Ramón Zubiaurre, pint.
LOS pueblos son en el paisaje puntos de orientación estética, hacia los cuales acude el piloto ideal que hay dentro de nuestro espíritu. Un paisaje sin pueblos en lontananza, sin el blanqui-negro de las viviendas y los tejados, nos da la angustiosa sensación de vacío que sentimos en alta mar. Pero los campanarios son, principalmente, los que prestan alma y expresión a un paisaje.
Cada país se reserva una fisonomía diferente; la silueta distante de los pueblos y el carácter de sus torres son las cosas que para mí contribuyen más a esa diferenciación. Cuando trato de representarme una imagen de Londres, todo mi recuerdo queda ocupado con la absorbente y exclusiva visión del Parlamento, el de las altas torres sobre el plomizo Támesis. Los valles de Suiza los recuerdo igualmente en forma de agudas torres, con su afilada flecha, irguiéndose sobre el plano verde de los prados o sobre un lienzo grande de nieve. Así también la Toscana se me representa en la memoria sembrada de aquellos ágiles campaniles florentinos, encaramados como guías rústicas en la cumbre de las colinas armoniosas.
El más hondo prestigio del campo castellano reside en la sugerición de los distantes pueblos, que emergen de la pura planicie y se recortan en el fino horizonte, con el campanario abolengo que parece, como una flecha, penetrar en el infinito azul. Sobre la grave llanura, el castillo de la Mota de Medina ya no es un mero dato arqueológico, sino algo profundamente explicativo y esencial en ese majestuoso paisaje que está, como nada, preñado de historia. La misma trascendencia tiene en el paisaje la gran torre erecta de la catedral de Segovia, cuando sobresale del ras de los collados parecida a una persona viva y pensante que nos observa y sigue desde lejos.

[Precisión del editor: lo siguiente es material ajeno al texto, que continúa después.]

PR #1134, opened 2026-05-28
feat(QuantumInfo): Cauchy-Schwarz norm bound for Bargmann invariant

wock9000:
## Summary

- Add `Braket.norm_dot_le_one` to `Braket.lean`: the bra-ket product of normalized states satisfies `‖⟨ψ₁|ψ₂⟩‖ ≤ 1`, proved via Cauchy-Schwarz
- Add `norm_bargmannInvariantThree_le_one` to `BargmannInvariant.lean`: the Bargmann invariant satisfies `‖Δ₃‖ ≤ 1`, as a product of three unit-bounded factors

## Approach

The proof connects `Braket.dot` to the `EuclideanSpace ℂ d` inner product via private helpers in `Braket.lean`, then applies Mathlib's `norm_inner_le_norm` (Cauchy-Schwarz on unit vectors). The Bargmann bound follows by factoring `‖a · b · c‖ = ‖a‖ · ‖b‖ · ‖c‖` and bounding each factor.

Per review feedback, `norm_dot_le_one` and the `EuclideanSpace` bridge live in `Braket.lean` (where the bra-ket product is defined), not in `BargmannInvariant.lean`. The `PiL2` import is already available transitively via `ForMathlib.LinearEquiv`.

## Motivation

The norm bound is needed for connecting the Bargmann invariant to the solid angle on the Bloch sphere (Pancharatnam's theorem), where `|Δ₃| = cos(Ω/4)` requires `|Δ₃| ≤ 1`.

## Build

Rebased onto master (includes #1133 and #1124 reorganization). Zero warnings, zero errors on `lake build`.

🤖 Generated with [Claude Code](https://claude.com/claude-code)

PR #1139, opened 2026-06-02
feat(QuantumInfo): angle-parameterized qubit ket for Pancharatnam connection

wock9000:
## Summary

Define `qubitKet α θ` representing `cos(α/2)|0⟩ + e^{iθ}sin(α/2)|1⟩` — the standard angle-parameterized qubit state mapping to `blochPoint α θ` on the Bloch sphere.

Prove `dot_qubitKet`: the inner product of two such states in closed half-angle form,

`〈ψ₁‖ψ₂〉 = cos(α₁/2)cos(α₂/2) + e^{i(θ₂-θ₁)}sin(α₁/2)sin(α₂/2)`

which is the computational core for connecting the Bargmann invariant to the solid angle (Pancharatnam's theorem).

## New definitions and results

| Name | Kind | Description |
|------|------|-------------|
| `qubitKet` | `def` | Qubit ket from Bloch sphere angles (α, θ) |
| `qubitKet_apply_zero` | `@[simp] lemma` | Component 0: `↑(cos(α/2))` |
| `qubitKet_apply_one` | `@[simp] lemma` | Component 1: `exp(iθ) · ↑(sin(α/2))` |
| `dot_qubitKet` | `lemma` | Inner product in half-angle form |

## Design notes

- Uses `Ket (Fin 2)` directly rather than importing `Qubit` (which pulls in the full Channels stack). The parameterization is identical to `blochPoint` from `BlochSphere.lean`.
- The raw vector is factored into a `private def qubitKetVec` to prevent `simp [qubitKet]` from unfolding through the normalization proof term.
- Single import: `BlochSphere`, which transitively provides `Braket`, `BargmannInvariant`, and Mathlib's complex analysis.

## Build

74 lines, zero warnings from this file, zero errors. Tested on `v4.29.1` after rebasing onto current master (includes #1134).

## References

S. Pancharatnam, *Generalized theory of interference, and its applications*, Proc. Indian Acad. Sci. A **44**, 247–262 (1956)

### DIFF
--- a/QuantumInfo/States/Pure/Pancharatnam.lean
+++ b/QuantumInfo/States/Pure/Pancharatnam.lean
@@ -1,0 +1,74 @@
+/-
+Copyright (c) 2026 Anand Nambakam. All rights reserved.
+Released under Apache 2.0 license as described in the file LICENSE.
+Authors: Anand Nambakam
+-/
+module
+
+public import QuantumInfo.States.Pure.BlochSphere
+
+/-!
+# Pancharatnam Connection
+
+The angle-parameterized qubit ket `qubitKet α θ` represents the quantum
+state `cos(α/2)|0⟩ + e^{iθ}sin(α/2)|1⟩`, mapping to the Bloch sphere
+at polar angle `α` and azimuthal angle `θ`.
+
+## Important definitions
+ * `qubitKet`: qubit state from Bloch sphere angles
+
+## Important results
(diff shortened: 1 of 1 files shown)


QuantumInfo/States/Pure/Pancharatnam.lean
jstoobysmith, line 1: I think the stuff in this file is maybe more appropriate for the Braket or Qubit file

¡Pueblos blancos de la costa mediterránea, presididos por el campanario angosto y alto como un alminar! ¡Pueblos dichosos de Andalucía, claros, rientes sobre la tierra ocre de los opulentos labrantíos, y trémulos por el estremecimiento perezoso de las palmeras!
Si desde lejos deseo levantar en la mente la imagen de Guipúzcoa, la nostalgia toma en mí formas arquitectónicas. El recuerdo, más que la visión de los árboles y las colinas, me trae la imagen de los pueblos, sobre los que destaca siempre el campanario. Los pueblos tienen valor por sus torres. Toda la vida de Hernani está para mí en su recio y culminante campanario. Usúrbil sobre el collado, no es más que una esbelta torre barroca; y si San Sebastián posee algún sentido, es por aquellas elegantes torres gemelas de Santa María, que anteriormente se completaban con la romántica y un poco marcial torre del viejo faro de Igueldo, corona magistral de la japonesa colina, ¡que el turismo beocio ha trocado en una cosa inmunda!
Todos esos pueblos de Guipúzcoa se levantan en espectáculo cuando los solicito con la imaginación. Los conozco uno por uno. Las siluetas de sus torres me son familiares, y cada uno me trae el recuerdo de una pura sensación juvenil. Carreteras blancas entre los prados; olor a manzano florido; posadas rumorosas, llenas de hombres afeitados; color ajerezado de la sidra rezumante; el tamborreo romántico de un tamboril; y dominándolo todo, la torre eclesiástica.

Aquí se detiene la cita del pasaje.